A: Flame resistant fiber amount per unit time (kg)
Ratio of water (liter) to: B: Frequency of winding of yarn around the driving roller and the free roller during the flameproofing process and the carbonization process (number / 24
Time) C: Number of fluffs of the obtained carbon fiber (pieces / 10 m) D: Strength of the obtained carbon fiber (MPa)

[0021]

According to the production method of the present invention, by converging the flame-resistant fiber bundle, the winding of the yarn in the carbon fiber production process is greatly reduced, the production efficiency is improved, and the obtained carbon fiber bundle is obtained. A high-quality product with less fluff can be obtained, which in turn contributes to an improvement in the handling property of the carbon fiber bundle during high-order processing.

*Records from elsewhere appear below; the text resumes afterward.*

PR #189, opened 2017-04-20
PCHR-2151: New Fields for Documents

mickadoo:
## Overview
Adds three new fields for documents

- Valid from
- Document Number
- Remind Me

## Before
The only custom fields for documents were expire_date and merge_date.

## After
The three new fields will be added and available in the API explorer.

## Technical Details
The new document fields were added manually and exported using `civix generate:custom-xml --data=14`. I added the new fields to the existing XML since existing fields will be ignored.

It was decided that all existing documents should have "remind me" set to true, so I've added an upgrader for this.

## Comments
Originally "document number" was due to be called "document ID" but since this clashes with the actual ID field I changed it.

This PR targets PCHR-2145 branch as it is part of a larger ticket which will be tested as a whole when all subtickets are complete.

---

- [ ] Tests Pass

I do not have testing set up locally

### DIFF
--- a/uk.co.compucorp.civicrm.tasksassignments/CRM/Tasksassignments/Upgrader.php
+++ b/uk.co.compucorp.civicrm.tasksassignments/CRM/Tasksassignments/Upgrader.php
@@ -577,8 +577,7 @@ class CRM_Tasksassignments_Upgrader extends CRM_Tasksassignments_Upgrader_Base
    *
    * @return bool
    */
-  public function upgrade_1025()
-  {
+  public function upgrade_1025() {
     $this->executeCustomDataFile('xml/activity_custom_fields.xml');
 
     return TRUE;
--- a/uk.co.compucorp.civicrm.tasksassignments/CRM/Tasksassignments/Upgrader.php
+++ b/uk.co.compucorp.civicrm.tasksassignments/CRM/Tasksassignments/Upgrader.php
@@ -580,6 +580,12 @@ class CRM_Tasksassignments_Upgrader extends CRM_Tasksassignments_Upgrader_Base
   public function upgrade_1025() {
     $this->executeCustomDataFile('xml/activity_custom_fields.xml');
 
+    // set "remind_me" to true for all existing documents
+    civicrm_api3('Document', 'get', [
+      'options' => ['limit' => 0],
+      'api.Document.create' => ['id' => '$value.id', 'remind_me' => 1],
+    ]);
+
     return TRUE;
   }
 
--- a/uk.co.compucorp.civicrm.tasksassignments/CRM/Tasksassignments/Upgrader.php
+++ b/uk.co.compucorp.civicrm.tasksassignments/CRM/Tasksassignments/Upgrader.php
@@ -460,7 +460,7 @@ class CRM_Tasksassignments_Upgrader extends CRM_Tasksassignments_Upgrader_Base
    * Install Tasks Assignments 'days_to_create_a_document_clone' setting field.
    * It keeps a number of days to create a document clone before original
    * expiry date.
-   * 
+   *
    * @return {boolean}
    */
   public function upgrade_1020() {
@@ -513,7 +513,7 @@ class CRM_Tasksassignments_Upgrader extends CRM_Tasksassignments_Upgrader_Base
   /*
    * Set up scheduled job which clones documents on pre-set days before
    * their original expiry date.
-   * 
+   *
    * @see PCHR-1365
    */
   public function upgrade_1022()
@@ -572,6 +572,18 @@ class CRM_Tasksassignments_Upgrader extends CRM_Tasksassignments_Upgrader_Base
     return TRUE;
   }
 
+  /**
+   * Add new custom fields for activities
+   *
+   * @return bool
+   */
+  public function upgrade_1025()
+  {
+    $this->executeCustomDataFile('xml/activity_custom_fields.xml');
+
+    return TRUE;
+  }
+
     public function uninstall()
     {
         CRM_Core_DAO::executeQuery("DELETE FROM `civicrm_navigation` WHERE name IN ('tasksassignments', 'ta_dashboard', 'tasksassignments_administer', 'ta_settings')");
@@ -585,7 +597,7 @@ class CRM_Tasksassignments_Upgrader extends CRM_Tasksassignments_Upgrader_Base
      * specifically it returns the option group and component id
      *
      * @param  string $component
-     * @return Array
+     * @return array
      */
     private function _fetchActivityTypeParams($component) {
       $componentId = null;
--- a/uk.co.compucorp.civicrm.tasksassignments/api/v3/Document.php
+++ b/uk.co.compucorp.civicrm.tasksassignments/api/v3/Document.php
@@ -27,29 +27,11 @@ function civicrm_api3_document_create($params) {
     );
   }
 
-  /* This code prevents creating a copy of Activity each time we pass 'case_id'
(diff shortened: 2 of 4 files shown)


uk.co.compucorp.civicrm.tasksassignments/CRM/Tasksassignments/Upgrader.php
```diff
@@ -572,6 +572,18 @@ public function upgrade_1024()
     return TRUE;
   }
 
+  /**
+   * Add new custom fields for activities
+   *
+   * @return bool
+   */
+  public function upgrade_1025()
+  {
```
tunbola: Opening curly brace should be on same line as function name according to Drupal coding standards

uk.co.compucorp.civicrm.tasksassignments/xml/activity_custom_fields.xml
```diff
@@ -53,7 +54,70 @@
...
+      <note_columns>60</note_columns>
+      <note_rows>4</note_rows>
+      <column_name>document_id</column_name>
+      <in_selector>0</in_selector>
       <custom_group_name>Activity_Custom_Fields</custom_group_name>
     </CustomField>
   </CustomFields>
-</CustomData>
\ No newline at end of file
+</CustomData>
```
tunbola: There should be a new line at the end of this file since we are following Drupal's coding convention.
BTW, your IDE should add that automatically?

uk.co.compucorp.civicrm.tasksassignments/xml/activity_custom_fields.xml
```diff
@@ -53,7 +54,70 @@
...
+    </CustomField>
+    <CustomField>
+      <name>Valid_From</name>
+      <label>Valid From</label>
+      <data_type>Date</data_type>
+      <html_type>Select Date</html_type>
+      <is_required>0</is_required>
+      <is_searchable>1</is_searchable>
+      <is_search_range>1</is_search_range>
+      <weight>19</weight>
```
tunbola: Any reason why the weight for the new custom fields you added does not sequentially follow the ones already added in this file?

uk.co.compucorp.civicrm.tasksassignments/api/v3/Document.php
```diff
@@ -232,32 +214,43 @@ function civicrm_api3_document_create_multiple($params) {
  */
 function _civicrm_api3_document_create_spec(&$params) {
 
-  //default for source_contact_id = currently logged in user
-  $params['source_contact_id']['api.default'] = 'user_contact_id';
```
tunbola: Do we really need to remove this? I know civi defaults to current user on the API explorer for most of its API's that uses a contact ID.

uk.co.compucorp.civicrm.tasksassignments/api/v3/Document.php
```diff
@@ -232,32 +214,43 @@ function civicrm_api3_document_create_multiple($params) {
...
       'title' => 'Activity Source Contact',
       'type' => 1,
       'FKClassName' => 'CRM_Activity_DAO_ActivityContact',
       'api.default' => 'user_contact_id',
-  );
+  ];
 
+  // replace custom data options with their column name
+  foreach ($params as $key => $param) {
+    if (substr($key, 0, 7) === 'custom_' && isset($param['column_name'])) {
```
tunbola: is this logic fail safe? I mean will civi always name the keys to begin with 'custom_'. I inspected the array on my local and see that there is an extend property with has the value:  'Activity' for the custom fields.

uk.co.compucorp.civicrm.tasksassignments/api/v3/Document.php
```diff
@@ -609,22 +600,21 @@ function civicrm_api3_document_get($params) {
...
+            $customFields = _civicrm_api3_document_getcustomfields();
             foreach ($customFields as $customFieldKey => $customFieldData) {
-                $customColumnResult = CRM_Core_DAO::executeQuery(
-                    "SELECT {$customFieldData['name']} FROM {$customFieldData['table']} WHERE entity_id = %1",
-                    array(
-                        1 => array($getResult['values'][$key]['id'], 'Integer'),
-                    )
-                );
-                if (!$customColumnResult->fetch()) {
+
```
tunbola: Nice optimization here.

tunbola:
Also in the PR description, 'The only custom fields for documents were expire_date and merge_date.'
I checked and it seems the previous custom fields are expire_date and clone_date.

uk.co.compucorp.civicrm.tasksassignments/xml/activity_custom_fields.xml
mickadoo: No, just I used the autogenerated weights from the exported xml. I'll change them to sequential.

uk.co.compucorp.civicrm.tasksassignments/xml/activity_custom_fields.xml
mickadoo: There should be a newline there, on the previous file I see an icon in the comparison saying "no new line at end of file"

uk.co.compucorp.civicrm.tasksassignments/api/v3/Document.php
mickadoo: I removed it because it's duplicated in a block a few lines below `$params['source_contact_id'] = [`

uk.co.compucorp.civicrm.tasksassignments/api/v3/Document.php
mickadoo: discussed this point with @tunbola in chat, an extra check if `$param['extends'] === 'Activity'` would add an extra layer of safety. It may not be required, but potentially could be a case where activity has a real field starting with "custom_" where we don't want this logic applied.

uk.co.compucorp.civicrm.tasksassignments/api/v3/Document.php
```diff
@@ -241,18 +242,30 @@ function _civicrm_api3_document_create_spec(&$params) {
...
+    'options' => ['limit' => 0],
+  ])['values'];
 
-    $parent = CRM_Utils_Array::value('extends', $param);
+  foreach ($params as $key => $param) {
+    $parent = ArrayHelper::value('extends', $param);
     $isCustom = substr($key, 0, 7) === 'custom_';
 
     if ($isCustom && $parent === 'Activity' && isset($param['column_name'])) {
+      $customFieldId = substr($key, strrpos($key, '_') + 1);
```
tunbola: Couldn't understand what was happening here at a glance. Maybe a comment like:
//For example custom_85 has an ID of 85 as a custom field.
What do you think?

uk.co.compucorp.civicrm.tasksassignments/api/v3/Document.php
```diff
@@ -241,18 +242,30 @@ function _civicrm_api3_document_create_spec(&$params) {
       'api.default' => 'user_contact_id',
   ];
 
-  // replace custom data options with their column name
-  foreach ($params as $key => $param) {
+  $metadata = civicrm_api3('CustomField', 'get', [
+    'custom_group_id' => "Activity_Custom_Fields",
```
tunbola: Please use single quotes here

uk.co.compucorp.civicrm.tasksassignments/api/v3/Document.php
mickadoo: Sounds good, I'll add a comment `// custom field names have the format custom_<id>`

PR #124, opened 2024-01-29
fix: Change how we index the filter operations before evaluation

SamMayWork:
Crashes have been observed when using query filters that have a single `eq` operator in them, this changes the logic so that we actually index the array correctly for these kinds of filters.

(Also adds tests for other short-name operations to prove that those work as intended too.)

### DIFF
--- a/pkg/ffapi/restfilter_json.go
+++ b/pkg/ffapi/restfilter_json.go
@@ -210,13 +210,7 @@ func (jq *QueryJSON) addSimpleFilters(ctx context.Context, fb FilterBuilder, jso
 func joinShortNames(long, short, negated []*FilterJSONKeyValue) []*FilterJSONKeyValue {
 	res := make([]*FilterJSONKeyValue, len(long)+len(short)+len(negated))
 	copy(res, long)
-
-	if len(long) == 0 {
-		copy(res[0:], short)
-	} else {
-		copy(res[len(long):], short)
-	}
-
+	copy(res[len(long):], short)
 	negs := res[len(short)+len(long):]
 	copy(negs, negated)
 	for _, n := range negs {
--- a/pkg/ffapi/restfilter_json.go
+++ b/pkg/ffapi/restfilter_json.go
@@ -210,7 +210,13 @@ func (jq *QueryJSON) addSimpleFilters(ctx context.Context, fb FilterBuilder, jso
 func joinShortNames(long, short, negated []*FilterJSONKeyValue) []*FilterJSONKeyValue {
 	res := make([]*FilterJSONKeyValue, len(long)+len(short)+len(negated))
 	copy(res, long)
-	copy(res[len(short):], short)
+
+	if len(long) == 0 {
+		copy(res[0:], short)
+	} else {
+		copy(res[len(short):], short)
+	}
+
 	negs := res[len(short)+len(long):]
 	copy(negs, negated)
 	for _, n := range negs {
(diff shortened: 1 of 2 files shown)


pkg/ffapi/restfilter_json.go
```diff
@@ -210,7 +210,13 @@ func (jq *QueryJSON) addSimpleFilters(ctx context.Context, fb FilterBuilder, jso
 func joinShortNames(long, short, negated []*FilterJSONKeyValue) []*FilterJSONKeyValue {
 	res := make([]*FilterJSONKeyValue, len(long)+len(short)+len(negated))
 	copy(res, long)
-	copy(res[len(short):], short)
+
+	if len(long) == 0 {
+		copy(res[0:], short)
+	} else {
+		copy(res[len(short):], short)
```
EnriqueL8, line 217: Shouldn't this be `len(long)` or `len(res)`? Since we want to copy into from index of where long left off to short... 
```suggestion
		copy(res[len(res):], short)
```

EnriqueL8 (commented):
Great find - This function is quiet messy, personally I would refactor it do perform appends. `append(array1, array2...)` I know probably `copy` is faster but we are dealing with indexes it can be confusing. There might be a reason with want to do shallow copy as we are modifying it in the for loop for negs?

pkg/ffapi/restfilter_json.go
SamMayWork: This absolutely should be either `long` or `res` here (my bad) and the UT should have caught it but didn't, so will change that too.

This [comment](https://stackoverflow.com/a/58726780) indicates some potentially nasty behaviour with `append` and the existing specific structure here makes me worry for unintended consequences🔥

SamMayWork: Resolved in https://github.com/hyperledger/firefly-common/pull/124/commits/d549fecace2166b1738d25f90a9cd2ee97d6fe47, looking further at the code `short` as the index value is obviously wrong, but would actually never cause an issue since if you provide more than one `eq` value in a block, the other values are ignored. (This means the failure can't be recreated in a UT, since it's not actually a possible condition).

pkg/ffapi/restfilter_json.go
```diff
@@ -210,7 +210,13 @@ func (jq *QueryJSON) addSimpleFilters(ctx context.Context, fb FilterBuilder, jso
 func joinShortNames(long, short, negated []*FilterJSONKeyValue) []*FilterJSONKeyValue {
 	res := make([]*FilterJSONKeyValue, len(long)+len(short)+len(negated))
 	copy(res, long)
-	copy(res[len(short):], short)
```
peterbroadhurst, line 213:
```suggestion
	copy(res[len(long):], short)
```

Isn't this the bug @SamMayWork ?

peterbroadhurst: (if there were a problem with `copy` having `nil` as the right parameter, then that would be a problem in the line above, which this PR doesn't change)

SamMayWork: Yep after making the change from `short -> long` the surrounding if block is actually redundant now, removing now 🖊️

SamMayWork: Resolved in https://github.com/hyperledger/firefly-common/pull/124/commits/066994cbb94c663b8f892f44f9c1bd248db13db9

peterbroadhurst (approved):

PR #126, opened 2024-02-08
Do not lose calling context in the logger

peterbroadhurst:
The log lines that contain the `breq` are currently missing the `req` and `httpreq` context, as well as any other calling context on that. It looks like a straight typo, that we're overwriting the `rCtx` with the constructor context of the client.
```
[2024-02-08T18:43:49.638Z] DEBUG EVMConnectorBody: {....} httpreq=dJAh7YSk pid=1 req=7hvX9eW_
[2024-02-08T18:43:49.638Z] DEBUG ==> POST https:/.../ breq=6yjJwWIC pid=1 proto=ethereum
```


nguyer (approved):
The changes look good, but it looks like a commit from another branch (which was just merged) got added on here and is creating a conflict in the error codes now.

PR #127, opened 2024-02-13
[ffapi] Support for Text and Binary Streams

hfuss:
- For routing / server - adds a new `StreamHandler` extension similar to the `JSONHandler` but with the expectation that an `io.ReadCloser` is returned. The route will be assumed to be streaming binary unless a `StreamOutputContentType` is specified.
- For OpenAPI generation - adds a new `OutputType` to determine if the default JSON helpers are used, or the stream helpers. Streams are assumed to always return `200 OK` with the `Content-Type` being customizable through the same `StreamOutputContentType`.


hfuss:
Example route:
```golang
var getLogs = &ffapi.Route{
	Name:                    "getStream",
	Path:                    "someStream",
	Method:                  http.MethodGet,
	Description:             "a stream API",
	OutputType:              ffapi.RouteOutputTypeStream,
	StreamOutputContentType: "text/plain",
	PathParams:              []*ffapi.PathParam{},
	QueryParams:             []*ffapi.QueryParam{},
	JSONInputValue:          nil,

	Extensions: &ffapi.APIServerRouteExt[LogManagerRequest]{
		StreamHandler: func(r *ffapi.APIRequest, lmr LogManagerRequest) (output io.ReadCloser, err error) {
			ctx := r.Req.Context()
			log.L(ctx).Infof("in stream API handler")

			s := strings.NewReader("hello!")
			output = io.NopCloser(s)
			return
		},
	},
}
```

hfuss:
Example:
```golang
var getSomeStream = &ffapi.Route{
	Name:                    "getSomeStream",
	Path:                    "someStream",
	Method:                  http.MethodGet,
	Description:             "an API for some stream",
	OutputType:              ffapi.RouteOutputTypeStream,
	StreamOutputContentType: "text/plain",
	PathParams:              []*ffapi.PathParam{},
	QueryParams:             []*ffapi.QueryParam{},
	JSONInputValue:          nil,

	Extensions: &ffapi.APIServerRouteExt[MicroserviceRequest]{
		StreamHandler: func(r *ffapi.APIRequest, mr MicroserviceRequest) (output io.ReadCloser, err error) {
			ctx := r.Req.Context()
			log.L(ctx).Infof("in stream API handler")

			s := strings.NewReader("hello!")
			output = io.NopCloser(s)
			return
		},
	},
}
```

pkg/ffapi/openapi3.go
```diff
@@ -277,9 +277,23 @@ func CheckObjectDocumented(example interface{}) {
 }
 
 func (sg *SwaggerGen) addOutput(ctx context.Context, doc *openapi3.T, route *Route, op *openapi3.Operation) {
+	s := i18n.Expand(ctx, i18n.APISuccessResponse)
+	if route.OutputType == RouteOutputTypeStream {
```
hfuss, line 281: I thought about just checking if `route.StreamHandler` was set, but that didn't seem right bc like `JSONHandler`, the framework actually sets `StreamHandler` with a wrapper around `extensions.StreamHandler` by default. So it wasn't guaranteed to be set at this point, and without adding a generic I can't cast and inspect `Extensions` here.

pkg/ffapi/apiserver.go
```diff
@@ -201,13 +203,24 @@ func (as *apiServer[T]) routeHandler(hf *HandlerFactory, route *Route) http.Hand
 	// We extend the base ffapi functionality, with standardized DB filter support for all core resources.
 	// We also pass the Orchestrator context through
 	ext := route.Extensions.(*APIServerRouteExt[T])
-	route.JSONHandler = func(r *APIRequest) (output interface{}, err error) {
-		er, err := as.EnrichRequest(r)
-		if err != nil {
-			return nil, err
+	if route.OutputType == RouteOutputTypeStream && ext.StreamHandler != nil {
```
nguyer, line 206: Does a `switch` between available `OutputType`s make sense here?

nguyer (commented):
This makes sense to me. No objections here.

pkg/ffapi/handler.go
```diff
@@ -215,12 +215,16 @@ func (hs *HandlerFactory) RouteHandler(route *Route) http.HandlerFunc {
...
+			case multipart != nil:
 				r.FP = multipart.formParams
 				r.Part = multipart.part
-				output, err = route.FormUploadHandler(r)
-			} else {
-				output, err = route.JSONHandler(r)
+				output.out, err = route.FormUploadHandler(r)
+			case route.OutputType == RouteOutputTypeStream && route.StreamHandler != nil:
+				output.out, err = route.StreamHandler(r)
+				output.contentType = route.StreamOutputContentType
```
peterbroadhurst, line 225: I wonder about making this a dynamic return alongside the stream, or otherwise a `r.ContentType` way of modifying it (like `r.SuccessStatusCode`).

Making it static feels wrong... what if I want to return `text/csv` or `text/json` data depending on the `Accept` header in the request?

pkg/ffapi/openapi3.go
peterbroadhurst: The other option here, is just to allow `route.CustomOutput` or similar, to be the OpenAPI3 map of status codes to openapi3.ResponseRef objects.

pkg/ffapi/handler.go
hfuss: Makes perfect sense!

hfuss: After closer looking at whats in `APIRequest` I determined in my handler I should just be setting the `Content-Type` in my handler via the `ResponseHeaders`.

I then updated the handler code so that it respects the `Content-Type` if its already set. That way, `StreamHandlers` can look at the `Accept` header of the request and determine what encoding they need to make the bytes of the `io.ReadCloser` use and set their `Content-Type` accordingly.

hfuss:
Updated example after feedback:
```golang
var getSomeStream = &ffapi.Route{
	Name:                    "getSomeStream",
	Path:                    "someStream",
	Method:                  http.MethodGet,
	Description:             "an API for some stream",
	PathParams:              []*ffapi.PathParam{},
	QueryParams:             []*ffapi.QueryParam{},
	JSONInputValue:          nil,
	
	CustomResponseRefs: map[string]*openapi3.ResponseRef{
		"200": {
			Value: &openapi3.Response{
				Content: openapi3.Content{
					"text/plain": &openapi3.MediaType{},
				},
			},
		},
	},
	Extensions: &ffapi.APIServerRouteExt[MicroserviceRequest]{
		StreamHandler: func(r *ffapi.APIRequest, mr MicroserviceRequest) (output io.ReadCloser, err error) {
			ctx := r.Req.Context()
			log.L(ctx).Infof("in stream API handler")

			s := strings.NewReader("hello!")
			output = io.NopCloser(s)
			r.ResponseHeaders.Add("Content-Type", "text/plain")
			return
		},
	},
}
```

pkg/ffapi/handler.go
hfuss: Does beg the question if `StreamHandler` should just become a `RawHandler` and just return `interface{}` in case theres ever use cases for non-JSON and non-stream APIs... thoughts @nguyer @peterbroadhurst ?

nguyer (approved):

PR #128, opened 2024-02-13
Add ability to selectively ignore adding a route into the OpenAPI document

EnriqueL8:
Allow at the Route level to choose to add it to the OpenAPI generated or not


EnriqueL8:
I've realised that I can selectively choose which routes can be added to the server and the OpenAPI package. I can simply control it at that level and I don't see a scenario where I want to hide it from the OpenAPI document and not the server, so closing this PR.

[Brief description of drawings]

FIG. 1 is a schematic side view of a flameproofing process, a drive station, and a carbonization process in the present invention.

[Explanation of symbols]

 1: Water spray 2: Water spray water control valve 3: Water spray water meter (rotor meter) 4: Drive station 4a, 4c, 4e, 4g, 4i: Grooved rollers 4b, 4d, 4f, 4h, 4j: Flat roller

Claims (2)

[Claims] 1. A method for continuously producing carbon fibers, which comprises carbonizing carbonization after applying water to a flameproof fiber bundle obtained by flameproofing a precursor fiber bundle. 2. The continuous production method for carbon fibers according to claim 1, wherein a plurality of precursor fiber bundles are run in parallel with a yarn density of 500 filaments / mm or more.